In Dark Souls 3 sono state introdotte diverse novità, per la maggior parte di piccola portata, ma nell’insieme offrono un approccio più profondo al gioco rispetto al passato. Prima su tutte, perché immediatamente utilizzabile, è la novità derivante dalle Stance, vale a dire delle pose da combattimento, uniche per quasi ogni arma, che cambiano completamente il modo di approcciarsi al combattimento. O almeno così dovrebbero.
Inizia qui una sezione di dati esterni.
PR #17601, opened 2026-07-29
Add categories to spiders

ckpiper:
After the refactoring of apply_nsi_categories these spiders no longer match with NSI. Thus, I am adding categories to them. Most of them still do not match with NSI for a couple different reasons.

In effetti l’idea è interessante: ogni arma ha un moveset particolare, che però si riduce nella maggior parte dei casi a un buff per alcune armi a una mano (asce ad esempio) o una posa a due mani, che, pur concedendo un moveset nuovo, lascia estremamente scoperti da un punto di vista difensivo. Questi moveset sono quindi difficilmente utilizzabili nelle boss fight, e la loro efficacia in PvP è tutta ancora da testare. Le stances ci hanno dato l’impressione che si volesse dare al combattimento in Dark Souls 3 un’impronta e una velocità simile a quella di Bloodborne, irraggiungibile però nella pratica vista la mancanza delle schivate. Una bella novità, certamente, ma non game changing come molti di noi si auguravano.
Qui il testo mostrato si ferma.